2. **RAG behavior profiles per agent**
- In agent config (probably in router config), define:
- `rag_mode: off | light | strict`
- `max_context_tokens`
- `max_docs_per_query`
- RAG-gateway can read these via metadata from Router, or Router can decide when to call RAG at all.
---
## Files to create/modify (suggested)
> NOTE: This is a suggestion; adjust exact paths/names to fit the existing project structure.
- New service directory: `services/rag-gateway/`:
- `main.py` — FastAPI (or similar) entrypoint.
- `api.py` — defines `/rag/search_docs`, `/rag/enrich_answer`, `/graph/query`, `/graph/explain_path`.
- `core/pipelines.py` — Haystack pipelines (indexing, query, graph-rag).
- `core/schema.py` — Pydantic models for request/response, data schema.
- `core/access.py` — access control context + checks.
- `core/backends/milvus_client.py` — wrapper for Milvus.
- `core/backends/neo4j_client.py` — wrapper for Neo4j.

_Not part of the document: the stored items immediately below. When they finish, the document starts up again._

PR #5351, opened 2026-09-08
[release-1.10] fix(e2e): let local-run.sh pull the runner image for the host arch

gustavolira:
Backport of fixes already on `main`. Nothing new is invented here — the three hunks are `main`'s current code.

## Problem

`local-run.sh` could not run on an arm64 host from this branch. Three separate causes, each costing a debugging round:

**The runner image was pulled as amd64.** The image is multi-arch and publishes `linux/arm64`, but the pull hardcoded `--platform=linux/amd64`. Under emulation every Go binary in it crashed:

```
SIGSEGV: segmentation violation
  gopsutil/v3/cpu.init.0()                     <- vault

runtime: lfstack.push invalid packing
  fatal error: lfstack.push                    <- helm
```

**The vault binary was downloaded as amd64**, so it could not run on the arm64 variant either.

**A failed vault read was invisible.** `vault kv get | jq` takes jq's exit status, so a crashed vault yielded an empty `/tmp/secrets/`, the script logged `✓ Secrets written to /tmp/secrets/`, and the run died fifteen seconds later on `cat: /tmp/secrets/GH_USER_ID: No such file or directory`. That masking is architecture-independent.

## Fix

Taken from `main` verbatim:

- Drop `--platform`, let podman match the host, fall back to a local copy if the pull fails.
- `VAULT_ARCH=$(dpkg --print-architecture)` for the download.
- Guard `SECRETS` before use.

## Verification

Found while running the full `handle_ocp_nightly` pipeline from an Apple Silicon machine. With these three applied, the run completed end to end on OCP 4.22:

```
showcase                 35 passed
showcase-rbac            17 passed
showcase-runtime         19 passed
showcase-sanity-plugins   9 passed
```

### DIFF
--- a/e2e-tests/container-init.sh
+++ b/e2e-tests/container-init.sh
@@ -23,14 +23,21 @@ set -e
 if ! command -v vault &> /dev/null; then
   VAULT_VERSION="${VAULT_VERSION:-1.15.4}"
   log::info "Installing vault ${VAULT_VERSION}..."
-  curl -fsSL "https://releases.hashicorp.com/vault/${VAULT_VERSION}/vault_${VAULT_VERSION}_linux_amd64.zip" -o /tmp/vault.zip
+  VAULT_ARCH=$(dpkg --print-architecture)
+  curl -fsSL "https://releases.hashicorp.com/vault/${VAULT_VERSION}/vault_${VAULT_VERSION}_linux_${VAULT_ARCH}.zip" -o /tmp/vault.zip
   unzip -q /tmp/vault.zip -d /usr/local/bin/
   rm /tmp/vault.zip
 fi
 
 # Fetch and write secrets to /tmp/secrets/
 log::section "Fetching Vault Secrets"
+set -o pipefail
 SECRETS=$(vault kv get -format=json -mount="kv" "selfservice/rhdh-qe/rhdh" | jq -r ".data.data")
+set +o pipefail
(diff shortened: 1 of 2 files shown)


e2e-tests/container-init.sh
```diff
@@ -23,14 +23,21 @@ set -e
 if ! command -v vault &> /dev/null; then
   VAULT_VERSION="${VAULT_VERSION:-1.15.4}"
   log::info "Installing vault ${VAULT_VERSION}..."
-  curl -fsSL "https://releases.hashicorp.com/vault/${VAULT_VERSION}/vault_${VAULT_VERSION}_linux_amd64.zip" -o /tmp/vault.zip
+  VAULT_ARCH=$(dpkg --print-architecture)
```
nickboldt: rather than depending on a script that's specific to debian, why not use this? 
```
uname -m
```

gustavolira: `uname -m` alone breaks it — the names do not match what HashiCorp publishes:

```
vault_1.15.4_linux_amd64.zip    200
vault_1.15.4_linux_x86_64.zip   404
```

That is why dpkg was there. Switched to uname with a case mapping, plus an explicit failure on anything without a build.

gustavolira: Opened #5352 for main with the same change, so the two branches stay in step.

nickboldt (approved):
/lgtm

- Integration with DAGI Router:
- Update `router-config.yml` to define RAG tools:
- `rag.search_docs`
- `graph.query_context`
- `rag.enrich_answer`
- Configure providers for RAG-gateway base URL.
- Docs:
- `docs/cursor/rag_gateway_api_spec.md` — optional detailed API spec for RAG tools.
---
## Acceptance criteria
1. **Service skeleton**
- A new RAG-gateway service exists under `services/` with:
- A FastAPI (or similar) app.
- Endpoints:
- `POST /rag/search_docs`
- `POST /rag/enrich_answer`
- `POST /graph/query`
- `POST /graph/explain_path`
- Pydantic models for requests/responses.
2. **Data contracts**
- Milvus document metadata schema is defined (and used in code).

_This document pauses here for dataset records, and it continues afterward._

PR #5275, opened 2026-08-18
fix(e2e): align Playwright npm and workflow image with v1.62.1

kim-tsao:
Renovate bumped the CI Dockerfile to playwright v1.62.1-noble but left e2e-tests and the cluster-free workflow on 1.61.1, causing browser version mismatch failures at test runtime.

## Description

Please explain the changes you made here.

Fixes e2e breakage caused by Renovate [PR](https://github.com/redhat-developer/rhdh/pull/5176)
## Which issue(s) does this PR fix

- Fixes #?

## PR acceptance criteria

Please make sure that the following steps are complete:

- [ ] GitHub Actions are completed and successful
- [ ] Unit Tests are updated and passing
- [ ] E2E Tests are updated and passing
- [ ] Documentation is updated if necessary (requirement for new features)
- [ ] Add a screenshot if the change is UX/UI related

PR #5362, opened 2026-09-09
chore(renovate): group Playwright npm and Docker updates together

kim-tsao:
## Summary
- Group `@playwright/test`, `playwright`, `playwright-core`, and `mcr.microsoft.com/playwright` into a single Renovate PR so npm and Docker browser images stay in lockstep
- Exclude the Playwright Docker image from the GitHub Actions group (it was landing there and desyncing from `@playwright/test`)
- Apply the same 3-day `minimumReleaseAge` to the Playwright Docker image so it cannot race ahead of the npm age gate

Fixes https://redhat.atlassian.net/browse/RHIDP-16879

## Test plan
- [ ] Confirm Renovate config JSON is valid
- [ ] After merge, verify the next Playwright bump opens one `playwright-` PR that includes both the npm package and Docker image references (workflow + `.ci/images/Dockerfile`)

### DIFF
--- a/.github/renovate.json
+++ b/.github/renovate.json
@@ -179,9 +179,11 @@
       "automerge": false
     },
     {
-      "description": "Align Playwright Docker release age with npm minimumReleaseAge",
+      "description": "Age Playwright Docker via GitHub Releases (MCR has no releaseTimestamp)",
       "matchPackageNames": ["mcr.microsoft.com/playwright"],
       "matchDatasources": ["docker"],
+      "overrideDatasource": "github-releases",
+      "overridePackageName": "microsoft/playwright",
       "minimumReleaseAge": "3 day"
     },
     {
--- a/.github/renovate.json
+++ b/.github/renovate.json
@@ -160,9 +160,29 @@
       "description": "Keep GitHub Actions updates in a separate PR",
       "matchManagers": ["github-actions"],
       "matchUpdateTypes": ["patch", "minor"],
+      "matchPackageNames": ["!mcr.microsoft.com/playwright"],
       "groupName": "GitHub Actions (non-major)",
       "additionalBranchPrefix": "github-actions-",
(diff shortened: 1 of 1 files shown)


.github/renovate.json
```diff
@@ -160,10 +160,30 @@
...
+      "matchUpdateTypes": ["patch", "minor"],
+      "groupName": "Playwright (non-major)",
+      "additionalBranchPrefix": "playwright-",
+      "automerge": false
+    },
+    {
+      "description": "Align Playwright Docker release age with npm minimumReleaseAge",
+      "matchPackageNames": ["mcr.microsoft.com/playwright"],
+      "matchDatasources": ["docker"],
+      "minimumReleaseAge": "3 day"
```
gustavolira, line 187: This blocks the image updates instead of gating them. `minimumReleaseAge` needs a `releaseTimestamp`, and the docker datasource only produces one for Docker Hub, so MCR tags never get one. `minimumReleaseAgeBehaviour` defaults to `timestamp-required`, which leaves every tag pending, and pending upgrades get dropped from a mixed branch.

So the `playwright-` PR would carry `e2e-tests/package.json` alone and leave `.ci/images/Dockerfile` and both `container.image` lines on the old tag for good. Same break as #5275, minus the PR that would tell us about it.

Dropping the npm gate for Playwright gets both sides moving together instead. MCR published `v1.63.0-noble` 58 min after npm published `1.63.0`.

```json
{ "matchPackageNames": ["@playwright/test", "playwright", "playwright-core"], "minimumReleaseAge": "0 days" }
```

kim-tsao: I updated the config so it ages based on the gh release date so we can still get the 3 day "aged-in" minimum to guard against supply chain attacks

gustavolira (approved):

- Neo4j node/edge labels and key relationships are documented and referenced in code.
3. **Security & multi-tenancy**
- All RAG/graph endpoints accept `user_id`, `team_id`, and enforce at least basic filtering by `team_id` and `visibility`.
4. **Agent tool contracts**
- JSON contracts for tools `rag.search_docs`, `graph.query_context`, and `rag.enrich_answer` are documented and used by RAG-gateway.
- DAGI Router integration is sketched (even if not fully wired): provider entry + basic routing rule examples.
5. **Ingestion design**
- Ingestion pipeline is outlined in code (or stubs) with clear TODOs:
- where to hook event consumption,
- how to map events to Milvus/Neo4j.
- Idempotency and `reindex(team_id)` strategy described in code/docs.
6. **Documentation**
- This file (`docs/cursor/rag_gateway_task.md`) plus, optionally, a more detailed API spec file for RAG-gateway.
---
## How to run this task with Cursor
From repo root (`microdao-daarion`):
```bash
cursor task < docs/cursor/rag_gateway_task.md
```
Cursor should then:
- Scaffold the RAG-gateway service structure.
- Implement request/response models and basic endpoints.
- Sketch out Milvus/Neo4j client wrappers and pipelines.
- Optionally, add TODOs where deeper implementation is needed.